# Javascript Doesn't Work



## camsmomma (Jan 25, 2004)

Ok, I have looked all over.. but I can't find a solution to find out what's up with mt javascript. It simply doesn't work. Should I uninstall and reinstall? if so, anyone know of a good site to find javascript?

Thanks!


----------



## DarqueMist (Jan 16, 2001)

Just taking a guess here but if you have recently purchased a new OS by microsoft they no longer offer their java virtual machine as part of their IE sweet. If you want your comp java enabled you'll have to install it yourself which is no big deal. Go to the java developers themselves for this Sun Microsystems here's the addy http://www.sun.com/index.xml


----------



## DarqueMist (Jan 16, 2001)

sorry, this would have been a better link to give you, I didn't realize how burried the download would be
http://java.com/en/index.jsp


----------



## Moby (Mar 19, 2002)

When you say it doesn't work, is it just clicking on links etc that doesn't work? If you have a firewall, particularly Norton's, it has a setting to stop pop up java boxes opening and settings for Java in general.


----------



## camsmomma (Jan 25, 2004)

Well, I am having problems trying to open LimeWire, or some links.. (TV GUIDE links for example) I have went to the Java website and looked and even downloaded but it asks for a program to open the program? with... I am so lost and really don't know what else to do.


----------



## joe37042 (Jan 10, 2004)

try this. it is an automated download for java. i just finished using it and had no problem.

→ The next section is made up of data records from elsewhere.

PR #3754, opened 2023-04-14
(Fix) Haskell added 'where' inside data block. Resolves #3753

### LINKED ISSUE #3753: (Haskell) GADT syntax highlighted incorrectly
**Describe the issue**

The `where` keyword in the Haskell GADT syntax is not highlighted correctly

`haskell`

`highlightElement`

**Sample Code to Reproduce**

https://jsfiddle.net/8j5zb4ny/1/

**Expected behavior**

The `where` keyword at the end of the first line should get a different highlighting to show that it is not a type variable

Somarfagell:
### Changes
The where keyword in the Haskell GADT syntax wasn't highlighted correctly, adding 'where' keyword inside the data block correct the issue.

Added 'where' keyword inside data block inside *haskell.js*
### Checklist
- [x] Added markup tests

### DIFF
--- a/src/languages/haskell.js
+++ b/src/languages/haskell.js
@@ -129,7 +129,7 @@ export default function(hljs) {
         className: 'class',
         begin: '\\b(data|(new)?type)\\b',
         end: '$',
-        keywords: 'data family type newtype deriving',
+        keywords: 'data family type newtype deriving where',
         contains: [
           PRAGMA,
           CONSTRUCTOR,


joshgoebel:
Nice, but is this also correct for `type` and `newtype` blocks also?

joshgoebel:
Nice, but is this also correct for `type` and `newtype` blocks also?

Somarfagell:
> Nice, but is this also correct for `type` and `newtype` blocks also?

I haven't checked, but I suppose it would work, Do you want me to check it? 👀

joshgoebel:
It should work [as in be highlighted], but is that correct and valid Haskell?  I don't know when `where` is and isn't supposed to be a keyword.

joshgoebel:
Ping.

joshgoebel:
Closing older PRs without activity.  When you have time to come back to this we can reopen.

PR #633, opened 2020-10-28
Synchronise command adjustment

kfurgol:
**Description**

- Changed --output flag to --dir flag to keep consistent with `init` command
- Name of the function is now passed as the only argument instead of being passed as a flag

**Related issue(s)**

### DIFF
--- a/cmd/kyma/sync/function/function.go
+++ b/cmd/kyma/sync/function/function.go
@@ -30,20 +30,25 @@ func NewCmd(o *Options) *cobra.Command {
 		Long: `Use this command to download the Function's code and dependencies from the cluster to create or update these resources in your local workspace.
 Use the flags to specify the name of your Function, the Namespace, or the location for your project.`,
 		RunE: func(cmd *cobra.Command, args []string) error {
-			return c.Run()
+			return c.Run(args[0])
+		},
+		Args: func(cmd *cobra.Command, args []string) error {
+			if len(args) != 1 {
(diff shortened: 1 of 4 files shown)


cmd/kyma/sync/function/function.go
```diff
@@ -30,20 +30,24 @@ func NewCmd(o *Options) *cobra.Command {
...
 Use the flags to specify the name of your Function, the Namespace, or the location for your project.`,
 		RunE: func(cmd *cobra.Command, args []string) error {
-			return c.Run()
+			return c.Run(args[0])
+		},
+		Args: func(cmd *cobra.Command, args []string) error {
+			if len(args) != 1 {
+				return errors.New("missing name of the function")
+			}
+			return nil
```
clebs, line 39:
```suggestion
		Args: cobra.ExactArgs(1)
```

clebs: Only suggested if error message is not so relevant, otherwise please ignore.

clebs (approved):

cmd/kyma/sync/function/function.go
kfurgol: I didn't use `ExactArgs` on purpose to have the custom error msg, but I will change it if you insist on it

clebs: As I said, only suggested if error message was is not relevant. If it is, leave it as it is.

kazydek (approved):

PR #643, opened 2020-11-12
Speed up test execution 

clebs:
**Description**

- By setting up tests to run in parallel, execution time went down by ~20%
- On Prow (more CPU cores), execution went down ~60%.

### DIFF
--- a/cmd/kyma/apply/apply_test.go
+++ b/cmd/kyma/apply/apply_test.go
@@ -1,13 +1,15 @@
 package apply
 
 import (
-	"github.com/kyma-project/cli/internal/cli"
-	"github.com/stretchr/testify/require"
 	"io/ioutil"
 	"testing"
+
+	"github.com/kyma-project/cli/internal/cli"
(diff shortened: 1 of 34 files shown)


skhalash:
Great, it's a low-hanging fruit indeed! I assume those are all unit tests, right? So they should be independent in terms of a shared state, shouldn't they?

skhalash:
One could possibly go further and parallelise table-driven test-cases, but there is a trick: https://gist.github.com/posener/92a55c4cd441fc5e5e85f27bca008721

suleymanakbas91 (approved):

clebs:
Definitely @skhalash, table driven tests could be executed by calling `t.RunParallel()` instead of `t.Run()`, I had thought about it.

I decided not to add it on this first PR because in most cases table tests share data (e.g. a service you initialise before the loop).
But of course, if we invest a bit more time in analysing those table driven tests and refactoring for parallelism we could be even faster!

http://www.java.com/en/download/windows_automatic.jsp


----------



## Rollin' Rog (Dec 9, 2000)

See my answers to mick in this thread and let us know what you find:

http://forums.techguy.org/t199188/s.html

Keep in mind Java and javascript are two different things. We need more information on just what problem you are encountering. Give us a link to an address where you are having trouble.


----------



## camsmomma (Jan 25, 2004)

Ok, I have done everything that was suggested to Mick. My javascript does work. I really don't know how to do the Hijack This thing, I tried opening LimeWire and it says "Sorry, LimeWire could not locate a suitable Java Runtime Environment. Please Download and install one from ---- and then it gives me the site address. When I go to the address and follow through.. I have tried auto and manual install it pops up a box says open save cancel .. when I click save, it brings me to when I want to save it. then it disappears then if I go into the folder where it was saved, it wants a program to be known to open it with, I can't figure it out.


----------



## Rollin' Rog (Dec 9, 2000)

First let's verify if Microsoft's VM is installed. If you open a command prompt (if XP/NT/2K Start > Run *cmd* -- if other, Start > Run: *command*) and enter:

jview

is VM installed and is it version 3810 ?

I'm not sure what is happening with your Sun download. The setup file is an "exe" so you should not be prompted on what to use to open it. Once it is saved and you double click it, setup should begin.

Try the manual (offline) download from this site. If you have problems with that, try the automatic.

http://java.sun.com/webapps/download/AutoDL?BundleId=9505

For the manual download, save it to a convenient, permanent folder. Once saved, verify that the file is the same as that which appeared in the save dialog and has an ".exe" on the end. It should be:

j2re-1_4_2_03-windows-i586-p.exe


----------



## camsmomma (Jan 25, 2004)

Ok, at Start>run>jview a MS-DOS type window pops open, thing is it only blinks and it's gone. Will not stay open so I couldn't read to see what it said. And no such luck with the other download. 
I downloaded again.. then I changed the file name to .exe and when I clicked on it, message said it was not a valid win32 file?


----------



## Rollin' Rog (Dec 9, 2000)

No, you want to enter Start > run *cmd* if WinXP/2k/NT or Start > run *command* if 9x/ME

A command shell window will then open and stay opened.

Then at the command prompt enter: jview

Did you manage to install Sun Java? If so, you should have had it select itself as the default. Or you can check Internet Options > Advanced for a check box for it.

If you have the 3810 version of Microsoft VM and you want to use that in IE, then check Security > Custom and make sure Microsoft VM is enabled at at least a medium security setting. Scripting of java applets should also be enabled.


----------